But first let us take care that we avoid a danger.
And what is that ? I said.
The danger of becoming misologists, he replied, which is one of the very worst things that can happen to us. For as there are misanthropists or haters of men, there are also misologists or haters of ideas, and both spring from the same cause, which is ignorance of the world. Misanthropy arises from the too great confidence of inexperience ; you trust a man and think him altogether true and good and faithful, and then in a little while he turns out to be false and knavish ; and then another and another, and when this has happened several times to a man, especially within the circle of his most trusted friends, as he deems them, and he has often quarreled with them, he at last hates all men, and believes that no one has any good in him at all. I dare say that you must have observed this.
Yes, I said.
And is not this discreditable ? The reason is that a man, having to deal with other men, has no knowledge of them ; for if he had knowledge he would have known the true state of the case, that few are the good and few the evil, and that the great majority are in the interval between them.
How do you mean ? I said.
I mean, he replied, as you might say of the very large and very small, that nothing is more uncommon than a very large or a very small man ; and this applies generally to all extremes, whether of great and small, or swift and slow, or fair and foul, or black and white : and whether the instances you select be men or dogs or anything else, few are the extremes, but many are in the mean between them. Did you never observe this ?
Yes, I said, I have.
And do you not imagine, he said, that if there were a competition of evil, the first in evil would be found to be very few ?

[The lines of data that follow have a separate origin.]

PR #974, opened 2021-09-30
Cache generated textures

### LINKED ISSUE #973: Cache generated textures for SpriteCircle and SpriteSolidColor

**tl;dr** [`arcade.SpriteSolidColor`](https://github.com/pythonarcade/arcade/blob/d5ef3c5cd187efe199b844da9977bb3062a41383/arcade/sprite.py#L1262) and [`arcade.SpriteCircle`](https://github.com/pythonarcade/arcade/blob/d5ef3c5cd187efe199b844da9977bb3062a41383/arcade/sprite.py#L1283) should cache the auto-generated textures for each combination of constructor arguments they recieve.

Currently, instantiating either class generates an entirely new copy of a texture using PIL. This can cause slowdowns when many instances of `SpriteCircle` or subclasses are instantiated because PIL uses CPU-bound drawing to generate the textures. This is especially evident at larger sizes for soft circles. 

This example demonstrates the texture growth:
```py
from collections import Set

import arcade


class TextureAllocationExample(arcade.Window):
        self.sprites: arcade.SpriteList = arcade.SpriteList()

        # track individual ID numbers
        self.tex_id_numbers: Set[int] = set()
        self.tex_pil_image_id_numbers: Set[int] = set()
        # track texture names
        self.tex_names: Set[str] = set()

        sprite = arcade.SpriteCircle(5, arcade.color.GREEN)

        self.tex_id_numbers.add(id(sprite))
        self.tex_pil_image_id_numbers.add(id(sprite.texture.image))
        self.tex_names.add(sprite.texture.name)

        self.sprites.append(sprite)
       
        # repeated copies of the same texture are allocated
        print(
            f" tex_id_numbers {len(self.tex_id_numbers)}"
            f" tex_pil_image_id_numbers {len(self.tex_pil_image_id_numbers)}"
            f" tex_names {len(self.tex_names)}"
        )

if __name__ == "__main__":
    window = TextureAllocationExample(640, 480, "Texture allocation example")
    arcade.run()
```

Instead, these textures should be cached and re-used for instantiations of the class that have the same parameters. A final fix could use the global texture cache in `arcade/texture.py`, or a local per-class cache like this workaround I have in my prototype:
```py
class CachedSpriteCircle(arcade.Sprite):

    # quick fix until fix is made for libraries
    PARAM_CACHE: Dict[Tuple, arcade.Texture] = {}

    def __init__(self, radius, color: Color):
        super().__init__()
        diameter = int(radius * 2)
        params = (diameter, color)
        if params not in self.PARAM_CACHE:
            self.PARAM_CACHE[params] = make_circle_texture(diameter, color)

        self.radius = radius
        self.base_color = color

        self.texture = self.PARAM_CACHE[params]
        self._points = self.texture.hit_box_points
```

If a quick fix to use caches to limit PIL calls is ok, I can take this ticket.

### What would it help with?

**tl;dr** improve performance and instill good game prototyping habits in students

#### Performance

Early on in the development process, people often want to prototype gameplay without concern for assets. I did this myself recently when I used SpriteCircle to create asset stand-in projectiles and enemies for a pymunk based prototype. That lead to occasional slowdowns when I fired multiple projectiles per second or spawned many enemies in a single frame. 

#### Build Focus, Good Habit, and Project Momentum

As Arcade aims to be an education-friendly framework, it would be a good idea to instill good game prototyping habits into students early. One common problem students and other aspiring developers frequently run into is that they focus on assets before gameplay, and get overwhelmed or miss deadlines as they try to tweak the perfect assets into being. Performance issues early on may also discourage new developers. Improving the performance of these classes will help students prototype effectively and keep project momentum high.

pushfoo:
Fixes #973 and should improve performance and memory usage in many cases.

I think further optimizations for `SpriteSolidColor` (stretching images to cover rectangles of any size and increasing hitbox) should be put in another PR. The current changes cover #973 and already increase performance whenever someone is creating a lot of `SpriteCircle`s and `SpriteSolidColor`s. 

I think the changes are suitable for release in a minor version with performance improvements. Although the internal sprite cache names were never promised to be part of the stable external API, I tried to generally keep the type prefix for each generated name (ex: "circle_texture_soft") unchanged in case someone might need to search for it during debugging.

Let me know if I should squash down commits.

### DIFF
--- a/arcade/sprite.py
+++ b/arcade/sprite.py
@@ -7,6 +7,8 @@ https://www.gamedev.net/articles/programming/general-and-gameplay-programming/sp
 
 import math
 
+from arcade.texture import build_cache_name
+
 try:
     import dataclasses
 except ModuleNotFoundError:
@@ -1295,10 +1297,29 @@ class SpriteCircle(Sprite):
     def __init__(self, radius: int, color: Color, soft: bool = False):
         super().__init__()
 
+        diameter = radius * 2
+
+        # determine the texture's cache name
         if soft:
-            self.texture = make_soft_circle_texture(radius * 2, color)
+            cache_name = build_cache_name("circle_texture_soft", diameter, color[0], color[1], color[2])
         else:
-            self.texture = make_circle_texture(radius * 2, color)
+            cache_name = build_cache_name("circle_texture", diameter, color[0], color[1], color[2], 255, 0)
+
+        # use the named texture if it was already made
+        if cache_name in load_texture.texture_cache:
+            texture = load_texture.texture_cache[cache_name]
+
+        # generate the texture if it's not in the cache
+        else:
+            if soft:
+                texture = make_soft_circle_texture(diameter, color, name=cache_name)
+            else:
+                texture = make_circle_texture(diameter, color, name=cache_name)
+
+            load_texture.texture_cache[cache_name] = texture
+
+        # apply results to the new sprite
+        self.texture = texture
         self._points = self.texture.hit_box_points
 
 
--- a/arcade/sprite.py
+++ b/arcade/sprite.py
@@ -1277,9 +1277,21 @@ class SpriteSolidColor(Sprite):
         """
         super().__init__()
 
-        image = PIL.Image.new("RGBA", (width, height), color)
-        self.texture = Texture(f"Solid-{color[0]}-{color[1]}-{color[2]}", image)
-        self._points = self.texture.hit_box_points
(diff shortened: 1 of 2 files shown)


pvcraven:
My initial, quick-look-through, makes me think this is a good change.

If someone color-cycles we'll have a memory leak, but that will mess up the atlas anyways. Makes me wonder if there should be docs somewhere that explain to use .color or otherwise explain the internals a bit.

Issue #976, opened 2021-09-30
TypeError: add_sprite() got an unexpected keyword argument 'moment'


alderven:
Run code from tutorial:
https://api.arcade.academy/en/latest/tutorials/pymunk_platformer/pymunk_demo_platformer_12.html#pymunk-demo-platformer-12

Get error here:
```
self.physics_engine.add_sprite(self.player_sprite,
                               friction=PLAYER_FRICTION,
                               mass=PLAYER_MASS,
                               moment=arcade.PymunkPhysicsEngine.MOMENT_INF,
                               collision_type="player",
                               max_horizontal_velocity=PLAYER_MAX_HORIZONTAL_SPEED,
                               max_vertical_velocity=PLAYER_MAX_VERTICAL_SPEED)
```
Error message:
```
Traceback (most recent call last):
  File "C:/pymunk_demo_platformer_12/doc/tutorials/pymunk_platformer/pymunk_demo_platformer_12.py", line 524, in <module>
    main()
  File "C:/pymunk_demo_platformer_12/doc/tutorials/pymunk_platformer/pymunk_demo_platformer_12.py", line 519, in main
    window.setup()
  File "C:/pymunk_demo_platformer_12/doc/tutorials/pymunk_platformer/pymunk_demo_platformer_12.py", line 317, in setup
    self.physics_engine.add_sprite(self.player_sprite,
TypeError: add_sprite() got an unexpected keyword argument 'moment'
```

pushfoo:
1. Try `moment_of_inertia` as the argument name instead of `moment`
2. What version of arcade are you on?

alderven:
> Try `moment_of_inertia` as the argument name instead of `moment`

It works. Thanks!

> What version of arcade are you on?

`2.6.3`

pushfoo:
As noted in #977 , this was caused by an earlier commit that updated type annotations, but also renamed the argument to `PymunkPhysicsEngine.add_sprite` without updating the doc. That ticket should be addressed first so we can update the doc with the correct variable name.

pushfoo:
Duplicate of #932

einarf:
2.6.4 released

PR #979, opened 2021-09-30
Fix typo in PymunkPhysicsEngine.add_sprite arg name introduced in 2.6.2

### LINKED ISSUE #977: Misspelled argument name in PymunkPhysicsEngine
## Bug Report

This was introduced in a variable type annotation improvement that also introduced the root cause of #976 by changing the argument name. This bug should be fixed as a pre-requisite to fixing #976 so the documentation can have the correct spelling. This issue likely wasn't noticed earlier because of auto-completion in IDEs smoothing it over.

### Actual behavior:
`moment_of_intertia` is used as the argument name instead of `moment_of_inertia` (an extra T is added in the word `inertia`).

### Expected behavior:
it should be spelled `moment_of_inertia`. 

Attempt to call `PymunkPhysicsEngine.add_sprite` using the correct spelling of the argument.

pushfoo:
This closes #977 by:
1. Replacing the keyword with the correct spelling, `moment_of_inertia`
2. Adding a backward-compatible alias keyword, `moment_of_intertia`, that is marked as deprecated in docstrings.
4. Adding an `or` to choose whichever of them has been defined, if any, to pass to pymunk

It has been tested locally by running `arcade/examples/pymunk_demo_topdown.py` with both keywords. Both worked.

### DIFF
--- a/arcade/pymunk_physics_engine.py
+++ b/arcade/pymunk_physics_engine.py
@@ -58,7 +58,7 @@ class PymunkPhysicsEngine:
                    mass: float = 1,
                    friction: float = 0.2,
                    elasticity: Optional[float] = None,
-                   moment_of_inertia: Optional[float] =None,
+                   moment_of_inertia: Optional[float] =None,  # correct spelling, easy to google for further explanation
                    body_type: int =DYNAMIC,
                    damping: Optional[float] =None,
                    gravity: Union[pymunk.Vec2d, Tuple[float, float], Vec2] =None,
@@ -67,7 +67,9 @@ class PymunkPhysicsEngine:
                    max_vertical_velocity: int =None,
                    radius: float = 0,
                    collision_type: Optional[str] = "default",
-                   moment_of_intertia: Optional[float] = None
+                   # the next two arguments are for backwards compatibility with prior versions
+                   moment_of_intertia: Optional[float] = None,  # typo keyword, used by 2.6.2 and 2.6.3
+                   moment: Optional[float] = None  # used prior to 2.6.2
                    ):
         """ Add a sprite to the physics engine. 
             :param sprite: The sprite to add
@@ -84,6 +86,7 @@ class PymunkPhysicsEngine:
             :param radius:
             :param collision_type:
             :param moment_of_intertia: Deprecated alias of moment_of_inertia compatible with a typo introduced in 2.6.2
+            :param moment: Deprecated alias of moment_of_inertia compatible with versions <= 2.6.1
         """
 
         if damping is not None:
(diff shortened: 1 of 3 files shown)


arcade/pymunk_physics_engine.py
```diff
@@ -82,6 +83,7 @@ def add_sprite(self,
             :param max_vertical_velocity: maximum velocity on the y axis
             :param radius:
             :param collision_type:
+            :param moment_of_intertia: Deprecated alias of moment_of_inertia compatible with a typo introduced in 2.6.2
```
pvcraven, line 88: This has the extra t in it.

pvcraven:
If you can update with that one correction, this looks good to merge in.

arcade/pymunk_physics_engine.py
pushfoo: That version of the misspelled argument was added at the end of the arguments intentionally to preserve compatibility with 2.6.2. That's why the docstring says deprecated after the misspelled version.

There's a correctly spelled version of the keyword earlier in the arguments list. If you're ok with changing the pymunk abstraction's signature again, I can remove the backwards compatibility and leave only the `moment_of_inertia` keyword without the extra T.

pushfoo:
@pvcraven Are you sure that you want to immediately drop support for old argument names such as `moment` and `moment_of_intertia`? #976 occurred because we changed the function signature in a minor release (2.6.2), had no backwards compatibility in place, and hadn't updated the relevant documentation. Other beginners are likely run into similar issues.

The changes currently in this PR provide a version of `PymunkPhysicsEngine.add_sprite` compatible with all prior 2.6.X releases. The old keywords are marked as deprecated with the intention of removing support for them in a later release such as 2.7. This way, beginners that did not pin a specific enough version will have an easier time.

If you are sure that you want to break compatibility now, I can make the changes you requested. @einarf also suggested reverting to `moment` as the keyword while offering limited compatibility with `moment_of_intertia` (extra T) for further 2.6.X releases. This matches the language used internally by pymunk/chipmunk despite being harder for beginners to understand.

einarf:
I was worried it will break pyweek entries. They have delivered their frozen code and people have a couple of weeks to review and vote. If it breaks the game because someone did not pin to an exact version.. that is a shame.

It's exactly that time of the year things like this is risky. It might also be ok. I haven't had time to check.

pvcraven:
At this point pyweek is over, right? I'm inclined to take this PR as-is.

einarf:
> At this point pyweek is over, right? I'm inclined to take this PR as-is.

Pyweek judging ends in a couple of weeks. Every participant has to try every game and score them. 

They made the game with 2.5.7 or 2.6.0/1

What people usually do is taking a week+ break after the code is submitted and then try a few games every day up towards the juding deadline. If they did not pin the requirements version those arcade games are broken forever.

einarf:
The problem here is:

The parameter used to be called `moment` in 2.5.7 up to 2.6.1. Now it has changed so any game using keyword arguments will forever be broken (code is frozen). Even our own examples broke. 

I'm fine with using either new or old name, but changing it might not be the best for our users.

PR #1006, opened 2021-10-13
Quick fix for omitted constructor docstrings on objects

### LINKED ISSUE #1005: Constructor documentation needs to move from __init__ to class docstring
### Actual behavior:

**tl;dr The current Sphinx configuration is omitting all constructor docstrings, including their param annotations.**

An important core class that beginners _**have**_ to use is affected: `arcade.SpriteList`. It is important that we include constructor argument explanations rather than just the attribute lists because constructors sometimes expose arguments that attributes do not.

`SpriteList`'s constructor docstring contains thorough explanations for each argument:
https://github.com/pythonarcade/arcade/blob/2ad27893c66efec62e71a3316b177b0fd25f0dfe/arcade/sprite_list/sprite_list.py#L48-L67

However, the current documentation build does not explain any of it:
image

Some other classes affected by this include arcade.TileMap and arcade.Texture. I'm sure how many others there are.

### Expected behavior:

Constructor documentation is output:
image

build arcade normally with `make docs`

###  ~~One way to fix it~~

~~Make sphinx use search both constructor docstrings. This seems like a good idea because:~~
~~1. Classes seem to document their options in only one place, not both~~
~~2. Sphinx has a simple config option to enable this [autoclass_content](https://www.sphinx-doc.org/en/master/usage/extensions/autodoc.html#confval-autoclass_content)~~
~~3. Making the config change will reveal deeper information to curious beginners immediately~~

~~Adding `autoclass_content = 'both'` in `doc\conf.py` appears to generate doc properly for the classes that currently don't print docstrings. We may need to do some cleanup work around this.~~

pushfoo:
Closes #1005 in the quickest way possible, and fixing SpriteList, TiledMap, and Texture's omitted constructor annotations in the doc. There might be side effects if classes have single-line constructor docstrings or document something in both places. 

A quick glance at a local build with `python -m http.server` doesn't show too much out of the ordinary, but I need fresher eyes to take a look at this.

### DIFF
--- a/doc/conf.py
+++ b/doc/conf.py
@@ -27,6 +27,9 @@ runpy.run_path('../util/update_quick_index.py', run_name='__main__')
 
 autodoc_inherit_docstrings = False
 
+# quick fix for #1005 to enable constructor docstrings to be used
+autoclass_content = 'both'
+
 sys.path.insert(0, os.path.abspath('..'))
 sys.path.insert(0, os.path.abspath('../arcade'))
 


pushfoo:
Closing after clarification on project standards from @pvcraven

PR #1037, opened 2021-11-16
UI: UIFlatButton use new style parameters

eruvanos:
@pvcraven 
This breaks the compatibility with the previous UIFlatButton style names.
Should we have a transition phase or just keep this until we clean it up?

Not sure how worth it is to use the time for a smooth transition, but keeping the articles feedback in mind, I would like to discuss before :)

### DIFF
--- a/arcade/gui/widgets.py
+++ b/arcade/gui/widgets.py
@@ -1,4 +1,5 @@
 from abc import abstractmethod, ABC
+from collections import ChainMap
 from random import randint
 from typing import NamedTuple, Iterable, Optional, List, Union, TYPE_CHECKING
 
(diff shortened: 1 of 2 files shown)


pvcraven:
Argh. I could go either way. I think I'd err on pushing it to 2.7. At least, that would be the 'proper' way to do it versioning wise. I'm not sure what else we'd put in 2.7 though. So I don't have a good time-table for that.

Wish I had an idea how much it was used now. I'm guessing it is used in at least a few projects by this  time.

pvcraven:
These should be done in a new 2.7 branch einarf is making.

pvcraven:
Can this get pulled into 2.7 now?

eruvanos:
commit is merged into 2.7 branch

PR #1053, opened 2021-12-24
Correct line references in Pymunk Platformer tutorial

GuilleHoardings:


GuilleHoardings:
There may be some other incorrect lines, but they are in big chunks of text and I'm not sure if they are wrong

pvcraven:
Thanks!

Yes, that is very likely, I said.
Yes, that is very likely, he replied ; not that in this respect arguments are like men — there I was led on by you to say more than I had intended ; but the point of comparison was that when a simple man who has no skill in dialectics believes an argument to be true which he afterwards imagines to be false, whether really false or not, and then another and another, he has no longer any faith left, and great disputers, as you know, come to think, at last that they have grown to be the wisest of mankind ; for they alone perceive the utter unsoundness and instability of all arguments, or, indeed, of all things, which, like the currents in the Euripus, are going up and down in never-ceasing ebb and flow.
That is quite true, I said.
Yes, Phaedo, he replied, and very melancholy too, if there be such a thing as truth or certainty or power of knowing at all, that a man should have lighted upon some argument or other which at first seemed true and then turned out to be false, and instead of blaming himself and his own want of wit, because he is annoyed, should at last be too glad to transfer the blame from himself to arguments in general ; and forever afterwards should hate and revile them, and lose the truth and knowledge of existence.
Yes, indeed, I said ; that is very melancholy.
Let us, then, in the first place, he said, be careful of admitting into our souls the notion that there is no truth or health or soundness in any arguments at all ; but let us rather say that there is as yet no health in us, and that we must quit ourselves like men and do our best to gain health — you and all other men with a view to the whole of your future life, and I myself with a view to death. For at this moment I am sensible that I have not the temper of a philosopher ; like the vulgar, I am only a partisan. For the partisan, when he is engaged in a dispute, cares nothing about the rights of the question, but is anxious only to convince his hearers of his own assertions. And the difference between him and me at the present moment is only this — that whereas he seeks to convince his hearers that what he says is true, I am rather seeking to convince myself ; to convince my hearers is a secondary matter with me. And do but see how much I gain by this. For if what I say is true, then I do well to be persuaded of the truth, but if there be nothing after death, still, during the short time that remains, I shall save my friends from lamentations, and my ignorance will not last, and therefore no harm will be done. This is the state of mind, Simmias and Cebes, in which I approach the argument. And I would ask you to be thinking of the truth and not of Socrates : agree with me, if I seem to you to be speaking the truth ; or if not, withstand me might and main, that I may not deceive you as well as myself in my enthusiasm, and, like the bee, leave my sting in you before I die.
And now let us proceed, he said. And first of all let me be sure that I have in my mind what you were saying. Simmias, if I remember rightly, has fears and misgivings whether the soul, being in the form of harmony, although a fairer and diviner thing than the body, may not perish first. On the other hand, Cebes appeared to grant that the soul was more lasting than the body, but he said that no one could know whether the soul, after having worn out many bodies, might not perish herself and leave her last body behind her ; and that this is death, which is the destruction not of the body but of the soul, for in the body the work of destruction is ever going on. Are not these, Simmias and Cebes, the points which we have to consider ?
They both agreed to this statement of them.
He proceeded : And did you deny the force of the whole preceding argument, or of a part only ?
Of a part only, they replied.
And what did you think, he said, of that part of the argument in which we said that knowledge was recollection only, and inferred from this that the soul must have previously existed somewhere else before she was enclosed in the body ? Cebes said that he had been wonderfully impressed by that part of the argument, and that his conviction remained unshaken. Simmias agreed, and added that he himself could hardly imagine the possibility of his ever thinking differently about that.